哀悼a Lost Culture
Jeremy Sabol

18 March 2022

When we are grieving, is it a good idea or a bad idea to engage with art that takes grief to be its subject? Does this help us to cope, or does it rip out whatever stitches we have managed to sew in while we try to bear an unbearable loss?

I recently read Emily St. John Mandel'sStation Eleven, and then watched the HBO mini-series adaptation. Josh and I were planning to talk about the TV version on this year’s “Dionysus Awards,” but there were so many amazing films to talk about that we just didn't have time to fit it in.

Both the novel and the series are about disease, death, and dread, and mourning on a global scale. Exactly what we all want more of right now! So why did I love them so much, even though they offer up situations that are painful to imagine?

Mandel'sStation Eleven是关于艺术,和悲伤,以及两者之间如何对抗。故事情节涉及一场几乎终结了我们当代文明的流行病;20年后,有些人活了下来。但再也没有TikTok,再也没有微波炉爆米花,再也没有青霉素。我们跟随一群人物,从一个城镇到另一个城镇,把莎士比亚带到受创伤的幸存者那里,以及一本神秘的图画小说的来生,许多人觉得它鼓舞人心,实际上几乎是神秘的。
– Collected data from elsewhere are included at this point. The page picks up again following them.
PR #118, opened 2019-04-24
Add Method retry codes

### LINKED ISSUE #117: Configure RPC calls with the correct retry codes

blowmage:
* Add MethodPresenter#retry_codes
  * Return strings of GRPC::Core::StatusCodes values.

[closes #117]

### DIFF
--- a/gapic-generator/templates/default/helpers/presenters/method_presenter.rb
+++ b/gapic-generator/templates/default/helpers/presenters/method_presenter.rb
@@ -141,6 +141,32 @@ class MethodPresenter
     routing_params.any?
   end
 
+  ##
+  # Returns the `GRPC::Core::StatusCodes` that should be retried for this method.
+  #
+  # Strings are returned instead of the actual `GRPC::Core::StatusCodes` values because those constants point to
+  # integers, and then an array of integers would be generated. Returning strings here allows us to generate arrays of
+  # the actual constants which should read better.
+  #
+  # @return [Array<String>] The retry codes
+  #
+  def retry_codes
+    if @method.http && !@method.http.get.empty?
+      # Any RPC with a google.api.http annotation with a non-empty get key (ignore additional_bindings for this purpose)
+      # is assumed to be idempotent and should additionally retry ABORTED, and UNKNOWN errors.
+      return ["GRPC::Core::StatusCodes::UNAVAILABLE",
+              "GRPC::Core::StatusCodes::ABORTED",
+              "GRPC::Core::StatusCodes::UNKNOWN"]
+    end
+
+    # Retry UNAVAILABLE on all methods.
+    ["GRPC::Core::StatusCodes::UNAVAILABLE"]
+  end
+
+  def retry_codes?
+    retry_codes.any?
+  end
+
   protected
 
   def message_ruby_type message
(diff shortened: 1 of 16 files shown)


gapic-generator/templates/default/helpers/presenters/method_presenter.rb
```diff
@@ -141,6 +141,32 @@ def routing_params?
...
+  ##
+  # Returns the `GRPC::Core::StatusCodes` that should be retried for this method.
+  #
+  # Strings are returned instead of the actual `GRPC::Core::StatusCodes` values because those constants point to
+  # integers, and then an array of integers would be generated. Returning strings here allows us to generate arrays of
+  # the actual constants which should read better.
+  #
+  # @return [Array<String>] The retry codes
+  #
+  def retry_codes
```
jbolinger: Can we move this implementation to the cloud generator? I'll defer to @dazuma if these are sensible defaults in that context (`UNAVAILABLE` likely needs to be removed).

For the base generator, I think it would be better to disable retries and return an empty list here.

blowmage: I have removed UNAVAILABLE.

Why do we want to retry in cloud but not retry in default?

jbolinger: Basically because we can't agree on a sensible default retry strategy in the general case yet. For Cloud APIs, we may be able to make some assumptions.  Of course, once the spec is updated we can revisit this.

jbolinger:
@blowmage I'd also be okay with leaving this as-is in the base generator and just keeping #117 open nothing that we're blocked on a decision for what the default policy should be. WDYT?

blowmage:
I'd prefer we implemented the previous design with the acknowledgment that is is likely to change. But I would prefer to have some implementation, rather than leaving it unimplemented, or guessing at what a final design will be.

jbolinger:
@blowmage I'm not sure what you mean by previous design. I'm fine approving this PR as-is (i.e. without `UNAVAILABLE`) under the assumption that we'll keep the issue open to track the spec changes. It's still a best guess, but that's the current consensus of what the final decision will be. I'm not sure how we can do any better than that?

IMHO retrying by default for any arbitrary API is more confusing than it's worth and I'd still want to move this to the Cloud generator. But, I don't really care that much as long as we document it since this is easy to customize. So, that bit I'll leave that up to you. Retrying on `UNAVAILABLE`, in either case, doesn't make much sense to me though. It's not likely to be correct in the future and it's wrong now.

blowmage:
> I'm not sure what you mean by previous design.

By "previous design" I mean the behavior currently described in the design document. I get that things are in flux and subject to change, but I'm not privy to those discussions, and so far the design document hasn't been updated. I would rather implement what is in the design document, and change the implementation when the design document changes.

blowmage:
>  I'd still want to move this to the Cloud generator

I don't understand why the cloud generator should diverge from default generator's retry behavior. What is the use case for this? Is there something different about the GCP APIs that warrant different retry semantics?

jbolinger:
> I would rather implement what is in the design document, and change the implementation when the design document changes.

I get it, but we have to live with out of date docs. You can ping the owner and try to get it updated 😄. I'd still much rather implement what is most likely to be correct now. We'll have to track it via an issue either way until it's decided so why do something that we know won't work *and* is not likely to be correct long term?

> Is there something different about the GCP APIs that warrant different retry semantics?

Yeah, we assume that they follow various patterns and go through a review process. In this case, we're assuming folks writing a service that's exposed via a http `GET` method will be idempotent. Of course, they generally should be, but in practice a user can do anything that they want.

The novel wrestles with what I would call cultural grief: how do we, how can we, mourn a culture that is gone? By conjuring up a world in which our world has abruptly died, Mandel helps us see what is vital about our world, and what is trivial, what we should hold close and what we should stop valuing. The grief of the survivors provokes us to make decisions about what is truly valuable about the life we are still living, both individually and collectively.

这部迷你剧也做到了这一点,令人印象深刻。但这部迷你剧的伟大之处在于它的自我反思:它是一件艺术作品,推动我们反思艺术作品的力量,艺术作品可能会帮助我们在作为人类不可避免的损失中生存下来的力量。

There's a gorgeous scene in Episode 2 where the protagonist performs a monologue fromHamlet, Act 1, Scene 2. The brilliant performance by Mackenzie Davis as Kirsten, as well as the masterful flashbacks to an earlier traumatic moment in Kirsten’s life, offer an image of productiverepetition: maybe art can allow us to relive a horror, and the reliving of that horror gives us some reckoning, some loosening of the grip of trauma; a repetition that—although backward-looking, to a younger self, to a play written in 1604—allows us to have the courage to look forward.

Comments(1)


Tim Smith's picture

Tim Smith

Friday, March 18, 2022 -- 8:57 PM

I liked Salt In My Soul about

I liked Salt In My Soul about Stanford student Mallory Smith who passed in 2017 from cystic fibrosis complicated by an infection of the gram-negative bacteria Burkholderia cenocepacia. The movie runs just over 90 minutes and is based on the book by the same name.

这个故事提出了关于生与死、堕胎、医疗、特权和幸福的问题。不是每个文化或家庭都能像马洛里家那样提供,也没有人愿意尝试。这是一部感人的电影,讲述了人们的支持,以及一个人在“正常”寿命之前死去的故事。马洛里的书和这部2022年的电影发人深省,我推荐这部电影作为大脑的食物。医疗保健出了什么问题我们的社会出了什么问题这部电影给出了一些建议。

https://www.youtube.com/watch?v=tSnu6k5emhA

Thanks, Jeremy, for hosting again this year and recommending Emily St. John Mandel's Station Eleven. I will pick this up and watch this when it comes around my next HBOMax streaming subscription (I've gone to a rotation of subscriptions to limit my monthly cost.)